**TASK INSTRUCTIONS**
Report how many lines below include "solution", giving the figure alone.

**RECORDS SUPPLIED**
........
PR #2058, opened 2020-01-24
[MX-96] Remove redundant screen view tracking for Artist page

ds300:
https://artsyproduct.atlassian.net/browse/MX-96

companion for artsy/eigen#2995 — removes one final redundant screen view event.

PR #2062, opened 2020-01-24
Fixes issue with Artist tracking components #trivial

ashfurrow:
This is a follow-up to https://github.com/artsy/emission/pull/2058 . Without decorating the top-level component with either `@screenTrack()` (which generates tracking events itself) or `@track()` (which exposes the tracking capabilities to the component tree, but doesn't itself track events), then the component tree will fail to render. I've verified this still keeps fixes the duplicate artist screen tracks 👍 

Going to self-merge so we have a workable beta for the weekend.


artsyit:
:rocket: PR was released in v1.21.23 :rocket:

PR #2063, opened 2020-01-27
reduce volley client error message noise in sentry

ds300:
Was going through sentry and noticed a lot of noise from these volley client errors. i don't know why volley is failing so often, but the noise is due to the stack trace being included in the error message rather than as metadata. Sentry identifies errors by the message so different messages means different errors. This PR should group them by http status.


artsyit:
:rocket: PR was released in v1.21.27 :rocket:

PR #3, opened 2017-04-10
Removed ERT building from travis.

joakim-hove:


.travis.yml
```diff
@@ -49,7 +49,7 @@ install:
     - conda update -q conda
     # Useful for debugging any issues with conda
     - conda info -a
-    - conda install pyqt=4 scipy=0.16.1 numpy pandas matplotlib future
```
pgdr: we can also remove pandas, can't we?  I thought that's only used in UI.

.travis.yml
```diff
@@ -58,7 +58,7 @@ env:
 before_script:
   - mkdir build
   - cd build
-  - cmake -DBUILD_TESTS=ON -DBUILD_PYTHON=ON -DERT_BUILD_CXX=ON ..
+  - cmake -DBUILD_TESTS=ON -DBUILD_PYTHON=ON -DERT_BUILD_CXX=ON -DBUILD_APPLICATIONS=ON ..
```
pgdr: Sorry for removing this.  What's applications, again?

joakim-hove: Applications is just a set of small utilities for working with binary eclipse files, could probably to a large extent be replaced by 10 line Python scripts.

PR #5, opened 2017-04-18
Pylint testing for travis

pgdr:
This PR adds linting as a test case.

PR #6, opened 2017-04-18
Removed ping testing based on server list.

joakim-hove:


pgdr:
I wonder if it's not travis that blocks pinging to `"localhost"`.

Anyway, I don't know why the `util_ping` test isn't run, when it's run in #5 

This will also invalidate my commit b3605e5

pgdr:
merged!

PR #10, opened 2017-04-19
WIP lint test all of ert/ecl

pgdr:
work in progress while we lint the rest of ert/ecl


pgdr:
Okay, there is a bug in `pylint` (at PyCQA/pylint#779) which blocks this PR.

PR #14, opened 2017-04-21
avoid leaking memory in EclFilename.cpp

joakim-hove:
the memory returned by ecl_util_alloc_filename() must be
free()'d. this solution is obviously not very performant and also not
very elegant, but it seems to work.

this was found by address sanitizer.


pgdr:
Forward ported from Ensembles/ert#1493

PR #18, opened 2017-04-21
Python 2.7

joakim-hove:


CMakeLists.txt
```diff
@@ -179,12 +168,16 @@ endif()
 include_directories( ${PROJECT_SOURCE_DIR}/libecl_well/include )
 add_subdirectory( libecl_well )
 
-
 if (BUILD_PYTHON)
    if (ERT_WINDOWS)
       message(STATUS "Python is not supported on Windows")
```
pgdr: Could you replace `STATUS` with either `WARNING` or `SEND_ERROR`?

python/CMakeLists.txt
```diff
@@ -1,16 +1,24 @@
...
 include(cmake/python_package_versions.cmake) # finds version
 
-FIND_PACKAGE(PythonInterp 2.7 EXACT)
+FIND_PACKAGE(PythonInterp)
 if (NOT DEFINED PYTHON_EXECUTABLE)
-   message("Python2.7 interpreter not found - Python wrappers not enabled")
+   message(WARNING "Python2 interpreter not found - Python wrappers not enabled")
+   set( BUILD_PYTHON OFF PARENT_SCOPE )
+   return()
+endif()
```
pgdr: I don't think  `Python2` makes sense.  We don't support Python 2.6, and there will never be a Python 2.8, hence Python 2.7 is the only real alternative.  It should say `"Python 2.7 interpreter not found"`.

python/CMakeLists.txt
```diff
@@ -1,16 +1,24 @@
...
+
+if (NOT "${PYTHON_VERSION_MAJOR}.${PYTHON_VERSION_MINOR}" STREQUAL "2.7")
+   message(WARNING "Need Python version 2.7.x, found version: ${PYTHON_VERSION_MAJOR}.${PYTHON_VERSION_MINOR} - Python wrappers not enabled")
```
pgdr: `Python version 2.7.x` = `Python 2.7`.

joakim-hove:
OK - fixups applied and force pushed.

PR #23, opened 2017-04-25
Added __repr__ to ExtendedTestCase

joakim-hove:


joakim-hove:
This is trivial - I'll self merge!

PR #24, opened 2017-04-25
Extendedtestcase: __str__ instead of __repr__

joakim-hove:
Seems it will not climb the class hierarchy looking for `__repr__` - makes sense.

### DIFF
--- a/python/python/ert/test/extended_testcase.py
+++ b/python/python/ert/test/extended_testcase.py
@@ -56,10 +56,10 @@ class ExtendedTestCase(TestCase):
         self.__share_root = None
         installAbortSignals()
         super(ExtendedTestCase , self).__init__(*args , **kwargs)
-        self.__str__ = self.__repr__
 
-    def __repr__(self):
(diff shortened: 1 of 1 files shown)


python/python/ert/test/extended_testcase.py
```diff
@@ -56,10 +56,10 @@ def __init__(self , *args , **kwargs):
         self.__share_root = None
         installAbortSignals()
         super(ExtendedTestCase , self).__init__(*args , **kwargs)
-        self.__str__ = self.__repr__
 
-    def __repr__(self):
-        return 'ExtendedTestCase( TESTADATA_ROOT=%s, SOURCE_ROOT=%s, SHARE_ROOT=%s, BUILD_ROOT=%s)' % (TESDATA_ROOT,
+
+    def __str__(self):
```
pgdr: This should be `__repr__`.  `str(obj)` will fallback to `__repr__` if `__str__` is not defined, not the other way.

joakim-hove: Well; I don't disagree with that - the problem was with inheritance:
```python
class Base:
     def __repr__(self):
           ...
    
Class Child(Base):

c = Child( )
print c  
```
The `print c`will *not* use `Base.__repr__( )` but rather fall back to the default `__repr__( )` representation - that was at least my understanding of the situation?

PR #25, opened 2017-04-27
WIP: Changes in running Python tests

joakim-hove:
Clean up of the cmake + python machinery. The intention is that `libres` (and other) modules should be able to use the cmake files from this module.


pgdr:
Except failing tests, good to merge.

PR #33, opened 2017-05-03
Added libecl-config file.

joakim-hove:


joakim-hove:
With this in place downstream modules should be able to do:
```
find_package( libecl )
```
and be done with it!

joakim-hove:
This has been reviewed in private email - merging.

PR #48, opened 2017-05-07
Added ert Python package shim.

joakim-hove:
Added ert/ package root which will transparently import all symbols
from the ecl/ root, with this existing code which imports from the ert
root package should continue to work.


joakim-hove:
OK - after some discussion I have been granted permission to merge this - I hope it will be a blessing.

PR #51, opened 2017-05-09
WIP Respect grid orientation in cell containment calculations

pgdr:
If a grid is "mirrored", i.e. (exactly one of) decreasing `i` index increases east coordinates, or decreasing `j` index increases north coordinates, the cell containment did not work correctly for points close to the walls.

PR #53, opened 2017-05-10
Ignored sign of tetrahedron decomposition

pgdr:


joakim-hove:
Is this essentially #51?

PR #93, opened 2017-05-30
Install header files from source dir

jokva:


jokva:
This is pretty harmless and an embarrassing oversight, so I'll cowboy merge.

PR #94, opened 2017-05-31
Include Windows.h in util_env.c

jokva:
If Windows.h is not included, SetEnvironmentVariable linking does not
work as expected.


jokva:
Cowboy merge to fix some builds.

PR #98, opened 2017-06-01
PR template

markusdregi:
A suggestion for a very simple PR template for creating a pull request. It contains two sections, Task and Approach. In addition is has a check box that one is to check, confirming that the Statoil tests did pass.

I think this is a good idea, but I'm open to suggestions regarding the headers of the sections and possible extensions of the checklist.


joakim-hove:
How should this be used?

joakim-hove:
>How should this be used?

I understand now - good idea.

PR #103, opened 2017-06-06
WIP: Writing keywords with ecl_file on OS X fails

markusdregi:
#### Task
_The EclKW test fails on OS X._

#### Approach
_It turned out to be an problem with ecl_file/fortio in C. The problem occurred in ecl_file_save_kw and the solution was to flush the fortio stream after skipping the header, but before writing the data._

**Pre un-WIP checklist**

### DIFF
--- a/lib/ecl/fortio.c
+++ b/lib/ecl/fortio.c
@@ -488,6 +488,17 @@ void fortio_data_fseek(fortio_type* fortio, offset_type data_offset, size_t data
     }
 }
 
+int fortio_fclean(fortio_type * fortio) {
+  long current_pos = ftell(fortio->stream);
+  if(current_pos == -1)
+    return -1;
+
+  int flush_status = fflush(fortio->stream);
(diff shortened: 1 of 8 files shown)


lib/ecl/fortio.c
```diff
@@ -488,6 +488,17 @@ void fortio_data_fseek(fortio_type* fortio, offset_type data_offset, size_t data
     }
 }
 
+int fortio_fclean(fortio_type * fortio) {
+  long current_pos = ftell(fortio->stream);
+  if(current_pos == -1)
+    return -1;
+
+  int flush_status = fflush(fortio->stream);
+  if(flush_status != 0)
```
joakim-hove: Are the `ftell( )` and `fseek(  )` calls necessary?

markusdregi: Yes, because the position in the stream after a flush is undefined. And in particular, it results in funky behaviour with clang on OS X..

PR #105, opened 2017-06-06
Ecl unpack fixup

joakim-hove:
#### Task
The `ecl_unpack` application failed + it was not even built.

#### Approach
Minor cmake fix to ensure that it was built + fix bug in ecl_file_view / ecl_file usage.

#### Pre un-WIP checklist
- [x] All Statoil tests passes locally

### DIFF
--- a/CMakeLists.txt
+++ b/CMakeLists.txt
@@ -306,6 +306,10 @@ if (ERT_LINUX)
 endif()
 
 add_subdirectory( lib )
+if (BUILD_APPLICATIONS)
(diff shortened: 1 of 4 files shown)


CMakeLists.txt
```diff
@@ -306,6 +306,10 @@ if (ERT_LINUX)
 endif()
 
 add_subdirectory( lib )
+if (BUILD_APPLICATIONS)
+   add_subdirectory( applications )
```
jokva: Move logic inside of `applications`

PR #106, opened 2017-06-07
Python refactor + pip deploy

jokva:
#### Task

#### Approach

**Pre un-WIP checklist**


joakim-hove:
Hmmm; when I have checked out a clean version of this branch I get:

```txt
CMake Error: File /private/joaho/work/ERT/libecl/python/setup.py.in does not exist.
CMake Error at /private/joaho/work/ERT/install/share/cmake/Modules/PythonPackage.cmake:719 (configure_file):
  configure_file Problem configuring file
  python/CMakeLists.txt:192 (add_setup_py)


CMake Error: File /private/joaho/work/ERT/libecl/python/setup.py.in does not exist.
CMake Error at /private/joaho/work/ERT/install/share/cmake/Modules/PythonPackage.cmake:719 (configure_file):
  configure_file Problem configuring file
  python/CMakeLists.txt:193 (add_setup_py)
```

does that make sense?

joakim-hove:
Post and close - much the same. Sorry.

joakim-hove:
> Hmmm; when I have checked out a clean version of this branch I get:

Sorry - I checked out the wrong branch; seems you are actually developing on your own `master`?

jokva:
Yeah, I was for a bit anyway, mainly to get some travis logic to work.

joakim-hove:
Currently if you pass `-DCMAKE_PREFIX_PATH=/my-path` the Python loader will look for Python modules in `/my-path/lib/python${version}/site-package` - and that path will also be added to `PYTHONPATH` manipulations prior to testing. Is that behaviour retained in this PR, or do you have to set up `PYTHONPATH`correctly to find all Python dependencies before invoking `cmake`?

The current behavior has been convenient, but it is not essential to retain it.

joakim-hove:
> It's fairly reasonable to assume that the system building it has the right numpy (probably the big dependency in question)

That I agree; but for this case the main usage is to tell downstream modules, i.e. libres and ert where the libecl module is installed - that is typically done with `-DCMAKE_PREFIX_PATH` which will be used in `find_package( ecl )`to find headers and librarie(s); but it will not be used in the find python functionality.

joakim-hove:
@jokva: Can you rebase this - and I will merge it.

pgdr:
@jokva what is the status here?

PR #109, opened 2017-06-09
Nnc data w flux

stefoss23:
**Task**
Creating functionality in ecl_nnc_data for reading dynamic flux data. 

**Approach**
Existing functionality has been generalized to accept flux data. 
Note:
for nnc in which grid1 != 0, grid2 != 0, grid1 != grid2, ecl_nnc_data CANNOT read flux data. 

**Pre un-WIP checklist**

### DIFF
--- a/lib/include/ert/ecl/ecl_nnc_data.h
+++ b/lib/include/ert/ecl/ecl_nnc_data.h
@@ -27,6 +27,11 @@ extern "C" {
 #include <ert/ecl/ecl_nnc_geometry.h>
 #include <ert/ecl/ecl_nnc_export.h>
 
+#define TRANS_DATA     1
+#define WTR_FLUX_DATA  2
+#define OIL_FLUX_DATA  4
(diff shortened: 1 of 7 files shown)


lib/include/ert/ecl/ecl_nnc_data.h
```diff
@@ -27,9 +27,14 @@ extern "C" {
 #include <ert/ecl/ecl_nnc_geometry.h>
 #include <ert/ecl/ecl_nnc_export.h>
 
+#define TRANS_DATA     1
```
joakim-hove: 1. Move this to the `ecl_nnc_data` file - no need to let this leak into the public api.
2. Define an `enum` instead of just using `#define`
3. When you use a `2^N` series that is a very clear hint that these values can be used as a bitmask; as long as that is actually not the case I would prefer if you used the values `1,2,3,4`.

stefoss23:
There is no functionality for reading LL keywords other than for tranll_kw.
........
**ANSWER FOR THIS EXERCISE**
2